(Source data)
━━━━━━━━━━━━━━━━━━━━━━━━━━━━━━

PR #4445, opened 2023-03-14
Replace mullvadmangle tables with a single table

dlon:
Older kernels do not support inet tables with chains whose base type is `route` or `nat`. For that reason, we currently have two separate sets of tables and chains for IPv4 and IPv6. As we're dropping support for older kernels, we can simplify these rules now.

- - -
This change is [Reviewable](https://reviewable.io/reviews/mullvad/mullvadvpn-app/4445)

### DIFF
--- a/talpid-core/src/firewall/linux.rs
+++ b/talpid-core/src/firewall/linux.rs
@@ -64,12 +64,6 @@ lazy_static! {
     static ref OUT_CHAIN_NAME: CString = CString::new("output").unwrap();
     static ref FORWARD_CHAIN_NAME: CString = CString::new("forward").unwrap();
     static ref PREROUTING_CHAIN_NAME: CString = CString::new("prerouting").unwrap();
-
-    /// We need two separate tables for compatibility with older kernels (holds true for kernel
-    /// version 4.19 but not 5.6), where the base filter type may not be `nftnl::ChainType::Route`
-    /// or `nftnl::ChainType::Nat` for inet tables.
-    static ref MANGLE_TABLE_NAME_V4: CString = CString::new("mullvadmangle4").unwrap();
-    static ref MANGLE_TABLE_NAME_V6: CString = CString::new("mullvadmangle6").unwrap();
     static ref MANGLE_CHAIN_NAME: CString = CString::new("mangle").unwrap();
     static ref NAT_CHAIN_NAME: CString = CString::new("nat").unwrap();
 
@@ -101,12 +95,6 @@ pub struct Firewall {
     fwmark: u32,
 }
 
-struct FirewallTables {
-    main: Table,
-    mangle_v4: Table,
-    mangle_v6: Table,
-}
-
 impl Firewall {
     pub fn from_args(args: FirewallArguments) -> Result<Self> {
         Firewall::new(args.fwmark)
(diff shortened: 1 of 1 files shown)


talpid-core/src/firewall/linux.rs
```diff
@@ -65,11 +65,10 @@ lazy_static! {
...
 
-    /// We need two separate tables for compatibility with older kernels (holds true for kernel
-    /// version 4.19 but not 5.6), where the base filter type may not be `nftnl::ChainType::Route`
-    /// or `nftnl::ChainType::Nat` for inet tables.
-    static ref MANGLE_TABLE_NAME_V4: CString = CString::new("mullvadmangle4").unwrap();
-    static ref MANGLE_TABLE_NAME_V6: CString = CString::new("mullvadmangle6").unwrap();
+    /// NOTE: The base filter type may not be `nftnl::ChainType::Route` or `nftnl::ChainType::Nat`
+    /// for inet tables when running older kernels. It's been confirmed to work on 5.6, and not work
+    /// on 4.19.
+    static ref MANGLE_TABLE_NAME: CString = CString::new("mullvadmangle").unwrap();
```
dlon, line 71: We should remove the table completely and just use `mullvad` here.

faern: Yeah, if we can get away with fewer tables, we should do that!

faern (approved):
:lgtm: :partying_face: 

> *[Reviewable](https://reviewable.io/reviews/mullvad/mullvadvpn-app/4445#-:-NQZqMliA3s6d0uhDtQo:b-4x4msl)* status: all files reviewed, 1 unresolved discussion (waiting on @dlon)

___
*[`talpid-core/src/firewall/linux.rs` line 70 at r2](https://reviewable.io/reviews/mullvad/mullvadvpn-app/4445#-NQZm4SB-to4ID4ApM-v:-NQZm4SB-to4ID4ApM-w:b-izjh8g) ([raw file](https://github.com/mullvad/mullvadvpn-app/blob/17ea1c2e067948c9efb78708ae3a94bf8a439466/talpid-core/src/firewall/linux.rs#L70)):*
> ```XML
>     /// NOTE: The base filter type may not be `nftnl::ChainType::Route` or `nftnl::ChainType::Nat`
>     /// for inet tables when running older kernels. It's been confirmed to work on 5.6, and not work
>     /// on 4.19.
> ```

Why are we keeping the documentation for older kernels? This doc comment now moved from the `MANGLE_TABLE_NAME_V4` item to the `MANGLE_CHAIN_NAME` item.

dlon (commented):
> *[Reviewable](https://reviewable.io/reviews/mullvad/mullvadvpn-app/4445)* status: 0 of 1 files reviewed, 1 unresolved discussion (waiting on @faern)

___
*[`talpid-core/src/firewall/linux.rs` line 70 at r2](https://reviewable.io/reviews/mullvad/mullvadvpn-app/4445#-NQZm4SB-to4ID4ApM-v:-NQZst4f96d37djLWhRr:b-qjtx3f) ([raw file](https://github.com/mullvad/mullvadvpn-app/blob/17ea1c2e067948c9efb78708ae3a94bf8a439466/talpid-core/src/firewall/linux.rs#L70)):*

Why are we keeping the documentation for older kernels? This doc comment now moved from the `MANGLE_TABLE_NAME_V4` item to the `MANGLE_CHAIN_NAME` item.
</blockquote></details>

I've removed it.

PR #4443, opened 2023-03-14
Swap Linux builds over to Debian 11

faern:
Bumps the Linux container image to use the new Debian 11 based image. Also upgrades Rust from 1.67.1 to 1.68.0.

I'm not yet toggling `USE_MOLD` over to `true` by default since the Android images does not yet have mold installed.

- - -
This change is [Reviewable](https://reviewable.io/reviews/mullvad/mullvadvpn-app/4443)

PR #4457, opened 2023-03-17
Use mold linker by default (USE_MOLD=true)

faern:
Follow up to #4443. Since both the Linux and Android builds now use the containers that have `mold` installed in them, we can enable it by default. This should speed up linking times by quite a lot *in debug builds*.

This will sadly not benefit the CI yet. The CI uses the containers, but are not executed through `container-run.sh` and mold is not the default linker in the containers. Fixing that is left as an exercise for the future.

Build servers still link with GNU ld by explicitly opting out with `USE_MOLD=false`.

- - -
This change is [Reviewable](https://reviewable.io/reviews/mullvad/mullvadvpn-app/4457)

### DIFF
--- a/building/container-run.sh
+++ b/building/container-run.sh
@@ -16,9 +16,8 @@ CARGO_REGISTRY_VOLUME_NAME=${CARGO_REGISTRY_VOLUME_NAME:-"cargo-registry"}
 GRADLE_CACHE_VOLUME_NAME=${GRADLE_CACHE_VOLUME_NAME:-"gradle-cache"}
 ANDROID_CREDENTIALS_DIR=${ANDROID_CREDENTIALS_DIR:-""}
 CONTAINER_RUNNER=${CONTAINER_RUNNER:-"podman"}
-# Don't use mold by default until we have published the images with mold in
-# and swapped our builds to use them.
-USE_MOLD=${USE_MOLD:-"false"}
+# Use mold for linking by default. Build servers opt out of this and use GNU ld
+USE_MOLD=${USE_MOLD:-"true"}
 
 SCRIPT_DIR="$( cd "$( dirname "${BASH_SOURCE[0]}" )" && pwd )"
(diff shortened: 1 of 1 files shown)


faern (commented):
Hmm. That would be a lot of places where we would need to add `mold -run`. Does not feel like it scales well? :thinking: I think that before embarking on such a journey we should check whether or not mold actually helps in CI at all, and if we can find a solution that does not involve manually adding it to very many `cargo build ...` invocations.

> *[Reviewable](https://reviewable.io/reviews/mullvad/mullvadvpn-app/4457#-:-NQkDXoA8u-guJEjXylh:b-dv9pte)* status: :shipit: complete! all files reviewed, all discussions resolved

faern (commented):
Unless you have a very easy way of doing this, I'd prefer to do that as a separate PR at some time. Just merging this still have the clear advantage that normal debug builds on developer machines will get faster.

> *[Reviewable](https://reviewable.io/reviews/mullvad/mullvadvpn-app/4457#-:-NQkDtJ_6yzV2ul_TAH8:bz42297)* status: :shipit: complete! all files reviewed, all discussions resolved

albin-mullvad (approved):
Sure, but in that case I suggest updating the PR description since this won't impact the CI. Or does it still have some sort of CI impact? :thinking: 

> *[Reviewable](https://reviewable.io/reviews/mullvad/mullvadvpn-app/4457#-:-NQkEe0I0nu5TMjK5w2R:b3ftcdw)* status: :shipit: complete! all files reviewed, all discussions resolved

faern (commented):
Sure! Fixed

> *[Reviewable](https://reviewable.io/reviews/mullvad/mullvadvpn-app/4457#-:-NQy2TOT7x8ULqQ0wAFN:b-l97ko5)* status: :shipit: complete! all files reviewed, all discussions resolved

━━━━━━━━━━━━━━━━━━━━━━━━━━━━━━

All lines above that contain "installed" are required in the answer.

> **RESPONSE**
I'm not yet toggling `USE_MOLD` over to `true` by default since the Android images does not yet have mold installed.
Follow up to #4443. Since both the Linux and Android builds now use the containers that have `mold` installed in them, we can enable it by default. This should speed up linking times by quite a lot *in debug builds*.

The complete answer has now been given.